— Assignment —
Check every line of the following material for the word "there", then say how many have it, with no other words.

== Data to process ==

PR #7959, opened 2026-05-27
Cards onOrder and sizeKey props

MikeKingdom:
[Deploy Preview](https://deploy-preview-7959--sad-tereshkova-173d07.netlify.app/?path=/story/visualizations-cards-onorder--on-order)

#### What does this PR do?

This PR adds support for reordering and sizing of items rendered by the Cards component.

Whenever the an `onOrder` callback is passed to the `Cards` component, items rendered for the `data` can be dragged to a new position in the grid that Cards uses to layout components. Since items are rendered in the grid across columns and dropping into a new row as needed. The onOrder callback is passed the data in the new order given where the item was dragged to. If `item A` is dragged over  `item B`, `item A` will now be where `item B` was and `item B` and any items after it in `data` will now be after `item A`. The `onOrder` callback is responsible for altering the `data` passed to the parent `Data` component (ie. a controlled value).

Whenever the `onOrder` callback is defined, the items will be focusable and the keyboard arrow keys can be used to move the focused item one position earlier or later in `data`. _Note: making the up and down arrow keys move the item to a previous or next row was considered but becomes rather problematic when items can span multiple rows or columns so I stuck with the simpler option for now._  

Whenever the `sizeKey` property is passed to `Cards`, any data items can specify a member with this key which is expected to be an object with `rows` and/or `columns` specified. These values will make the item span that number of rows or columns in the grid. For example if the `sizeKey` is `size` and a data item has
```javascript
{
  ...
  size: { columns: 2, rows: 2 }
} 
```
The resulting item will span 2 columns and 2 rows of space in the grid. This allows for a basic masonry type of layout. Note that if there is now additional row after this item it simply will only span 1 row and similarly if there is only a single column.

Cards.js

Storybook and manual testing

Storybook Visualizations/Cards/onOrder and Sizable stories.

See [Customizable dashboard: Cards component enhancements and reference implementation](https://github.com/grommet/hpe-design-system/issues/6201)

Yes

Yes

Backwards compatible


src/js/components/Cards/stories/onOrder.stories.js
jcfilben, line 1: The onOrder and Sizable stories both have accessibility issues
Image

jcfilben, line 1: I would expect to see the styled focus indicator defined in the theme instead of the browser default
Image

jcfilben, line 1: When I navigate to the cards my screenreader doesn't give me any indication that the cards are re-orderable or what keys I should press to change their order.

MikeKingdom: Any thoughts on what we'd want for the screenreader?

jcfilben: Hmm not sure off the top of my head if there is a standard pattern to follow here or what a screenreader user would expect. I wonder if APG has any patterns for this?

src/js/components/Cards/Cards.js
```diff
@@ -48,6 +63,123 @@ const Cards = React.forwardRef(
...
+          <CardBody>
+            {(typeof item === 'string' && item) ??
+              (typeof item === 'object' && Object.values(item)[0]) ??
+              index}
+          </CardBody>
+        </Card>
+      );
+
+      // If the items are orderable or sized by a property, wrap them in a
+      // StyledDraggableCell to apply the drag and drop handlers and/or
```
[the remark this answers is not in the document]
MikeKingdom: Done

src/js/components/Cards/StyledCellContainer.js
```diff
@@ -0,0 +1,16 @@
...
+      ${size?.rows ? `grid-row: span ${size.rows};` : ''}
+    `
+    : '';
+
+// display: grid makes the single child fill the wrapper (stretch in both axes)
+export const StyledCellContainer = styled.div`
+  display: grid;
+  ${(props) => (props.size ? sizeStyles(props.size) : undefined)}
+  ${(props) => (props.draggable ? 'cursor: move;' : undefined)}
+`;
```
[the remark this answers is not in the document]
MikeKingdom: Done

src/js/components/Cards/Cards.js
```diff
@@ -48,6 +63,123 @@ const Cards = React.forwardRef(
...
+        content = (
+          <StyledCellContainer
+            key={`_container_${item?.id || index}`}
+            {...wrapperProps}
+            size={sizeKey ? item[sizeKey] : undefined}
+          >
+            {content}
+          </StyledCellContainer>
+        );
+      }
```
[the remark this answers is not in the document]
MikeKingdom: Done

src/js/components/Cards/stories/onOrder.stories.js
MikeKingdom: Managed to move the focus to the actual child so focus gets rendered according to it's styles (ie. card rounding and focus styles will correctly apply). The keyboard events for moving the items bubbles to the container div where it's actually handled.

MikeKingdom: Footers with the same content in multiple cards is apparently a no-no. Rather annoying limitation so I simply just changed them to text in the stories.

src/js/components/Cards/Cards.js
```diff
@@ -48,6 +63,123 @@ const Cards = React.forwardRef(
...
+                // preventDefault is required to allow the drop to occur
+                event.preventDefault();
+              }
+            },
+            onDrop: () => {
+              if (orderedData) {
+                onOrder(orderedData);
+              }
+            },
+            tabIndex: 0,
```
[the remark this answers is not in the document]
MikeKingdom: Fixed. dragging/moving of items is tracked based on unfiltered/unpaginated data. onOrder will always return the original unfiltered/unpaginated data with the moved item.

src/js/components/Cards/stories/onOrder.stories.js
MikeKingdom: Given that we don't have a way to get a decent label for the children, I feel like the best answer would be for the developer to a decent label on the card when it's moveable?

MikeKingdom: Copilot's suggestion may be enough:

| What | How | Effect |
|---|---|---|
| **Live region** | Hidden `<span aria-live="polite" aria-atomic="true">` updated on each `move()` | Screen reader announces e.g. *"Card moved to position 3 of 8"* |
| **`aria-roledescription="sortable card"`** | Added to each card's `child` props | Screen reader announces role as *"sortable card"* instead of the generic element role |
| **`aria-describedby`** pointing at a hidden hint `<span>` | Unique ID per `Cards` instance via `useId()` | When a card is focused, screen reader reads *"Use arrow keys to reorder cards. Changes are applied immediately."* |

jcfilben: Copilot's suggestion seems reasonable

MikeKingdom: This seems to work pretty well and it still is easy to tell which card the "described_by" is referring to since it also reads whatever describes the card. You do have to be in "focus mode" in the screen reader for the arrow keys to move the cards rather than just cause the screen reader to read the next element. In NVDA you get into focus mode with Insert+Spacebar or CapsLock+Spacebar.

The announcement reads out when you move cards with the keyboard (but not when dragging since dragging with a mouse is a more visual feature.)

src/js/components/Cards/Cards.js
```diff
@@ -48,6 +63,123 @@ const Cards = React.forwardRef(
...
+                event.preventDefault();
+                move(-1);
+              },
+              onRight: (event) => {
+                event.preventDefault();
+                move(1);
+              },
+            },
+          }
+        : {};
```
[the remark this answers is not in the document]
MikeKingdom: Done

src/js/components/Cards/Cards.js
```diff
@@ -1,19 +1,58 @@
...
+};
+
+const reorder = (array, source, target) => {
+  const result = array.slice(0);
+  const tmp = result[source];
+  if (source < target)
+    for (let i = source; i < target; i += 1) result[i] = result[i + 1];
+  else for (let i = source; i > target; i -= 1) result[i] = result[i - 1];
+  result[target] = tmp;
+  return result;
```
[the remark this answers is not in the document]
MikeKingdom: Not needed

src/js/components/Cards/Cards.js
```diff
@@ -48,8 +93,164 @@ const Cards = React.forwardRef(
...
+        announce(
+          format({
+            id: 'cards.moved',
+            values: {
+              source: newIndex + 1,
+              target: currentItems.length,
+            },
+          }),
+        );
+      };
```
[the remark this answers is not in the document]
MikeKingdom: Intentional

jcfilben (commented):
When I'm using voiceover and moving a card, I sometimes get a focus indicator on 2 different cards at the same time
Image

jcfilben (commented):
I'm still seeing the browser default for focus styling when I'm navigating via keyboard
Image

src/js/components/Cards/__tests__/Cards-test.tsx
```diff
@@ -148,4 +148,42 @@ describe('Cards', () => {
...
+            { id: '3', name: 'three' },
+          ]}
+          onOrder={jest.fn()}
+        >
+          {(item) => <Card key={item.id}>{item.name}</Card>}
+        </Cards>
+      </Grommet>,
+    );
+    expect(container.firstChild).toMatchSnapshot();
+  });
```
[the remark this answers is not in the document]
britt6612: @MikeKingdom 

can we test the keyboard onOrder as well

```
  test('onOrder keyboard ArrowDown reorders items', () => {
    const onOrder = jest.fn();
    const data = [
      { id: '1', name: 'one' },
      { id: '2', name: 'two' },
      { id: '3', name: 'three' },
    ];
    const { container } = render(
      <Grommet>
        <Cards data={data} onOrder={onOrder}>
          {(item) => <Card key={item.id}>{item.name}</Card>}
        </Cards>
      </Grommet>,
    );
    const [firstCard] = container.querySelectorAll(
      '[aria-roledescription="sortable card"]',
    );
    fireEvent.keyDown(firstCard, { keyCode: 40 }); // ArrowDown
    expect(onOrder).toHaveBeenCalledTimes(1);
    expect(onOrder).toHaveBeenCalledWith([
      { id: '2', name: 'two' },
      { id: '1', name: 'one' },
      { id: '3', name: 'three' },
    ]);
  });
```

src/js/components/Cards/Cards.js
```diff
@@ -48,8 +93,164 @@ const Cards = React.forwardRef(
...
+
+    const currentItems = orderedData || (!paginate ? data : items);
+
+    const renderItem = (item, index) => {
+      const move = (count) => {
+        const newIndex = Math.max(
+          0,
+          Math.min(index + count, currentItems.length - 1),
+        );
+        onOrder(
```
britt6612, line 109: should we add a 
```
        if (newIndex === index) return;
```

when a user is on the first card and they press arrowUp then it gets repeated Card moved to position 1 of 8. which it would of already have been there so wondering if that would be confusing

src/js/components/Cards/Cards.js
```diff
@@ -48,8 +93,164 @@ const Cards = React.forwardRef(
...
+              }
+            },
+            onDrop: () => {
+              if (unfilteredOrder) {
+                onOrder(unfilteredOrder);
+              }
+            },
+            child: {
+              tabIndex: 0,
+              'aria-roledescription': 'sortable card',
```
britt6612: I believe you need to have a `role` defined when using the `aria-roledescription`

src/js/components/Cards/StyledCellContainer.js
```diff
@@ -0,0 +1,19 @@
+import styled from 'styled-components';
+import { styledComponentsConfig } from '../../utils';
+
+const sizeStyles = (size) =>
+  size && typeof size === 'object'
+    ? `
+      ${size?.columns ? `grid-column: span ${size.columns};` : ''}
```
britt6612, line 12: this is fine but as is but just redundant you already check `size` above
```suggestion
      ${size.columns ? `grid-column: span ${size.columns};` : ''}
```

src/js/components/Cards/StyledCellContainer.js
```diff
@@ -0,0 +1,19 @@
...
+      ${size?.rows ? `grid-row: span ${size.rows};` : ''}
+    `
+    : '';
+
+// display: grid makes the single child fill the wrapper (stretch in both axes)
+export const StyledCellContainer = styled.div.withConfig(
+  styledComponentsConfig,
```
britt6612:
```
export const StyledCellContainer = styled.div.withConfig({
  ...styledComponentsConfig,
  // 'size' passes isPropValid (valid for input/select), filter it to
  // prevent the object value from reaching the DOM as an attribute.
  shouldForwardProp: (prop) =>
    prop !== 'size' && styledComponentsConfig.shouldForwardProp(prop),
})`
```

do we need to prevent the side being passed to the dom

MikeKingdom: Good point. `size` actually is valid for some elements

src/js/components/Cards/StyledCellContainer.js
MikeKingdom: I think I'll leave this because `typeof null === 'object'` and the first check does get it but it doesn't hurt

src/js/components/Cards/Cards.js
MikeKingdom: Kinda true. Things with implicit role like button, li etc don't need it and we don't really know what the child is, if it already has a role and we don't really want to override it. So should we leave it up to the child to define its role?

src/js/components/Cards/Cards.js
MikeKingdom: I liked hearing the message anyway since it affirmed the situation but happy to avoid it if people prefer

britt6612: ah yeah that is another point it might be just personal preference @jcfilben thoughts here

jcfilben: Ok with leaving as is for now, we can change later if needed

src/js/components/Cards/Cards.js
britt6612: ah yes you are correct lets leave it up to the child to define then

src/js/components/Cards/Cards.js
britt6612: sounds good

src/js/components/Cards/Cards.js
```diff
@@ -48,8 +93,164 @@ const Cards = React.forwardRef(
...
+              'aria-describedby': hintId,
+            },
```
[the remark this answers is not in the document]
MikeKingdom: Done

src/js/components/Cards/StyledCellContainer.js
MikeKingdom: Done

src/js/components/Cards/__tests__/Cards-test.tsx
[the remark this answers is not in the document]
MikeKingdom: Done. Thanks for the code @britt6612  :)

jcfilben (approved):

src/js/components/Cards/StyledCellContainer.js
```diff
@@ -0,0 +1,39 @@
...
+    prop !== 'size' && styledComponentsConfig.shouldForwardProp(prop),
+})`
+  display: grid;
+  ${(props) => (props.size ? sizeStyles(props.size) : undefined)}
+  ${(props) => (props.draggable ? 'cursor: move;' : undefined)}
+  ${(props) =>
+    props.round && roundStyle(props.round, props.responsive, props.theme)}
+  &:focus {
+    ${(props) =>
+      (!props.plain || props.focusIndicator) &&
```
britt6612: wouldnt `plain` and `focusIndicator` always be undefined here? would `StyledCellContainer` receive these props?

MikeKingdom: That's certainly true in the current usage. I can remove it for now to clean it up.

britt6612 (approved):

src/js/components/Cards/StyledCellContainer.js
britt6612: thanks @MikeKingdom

===

— Answer to this exercise —
3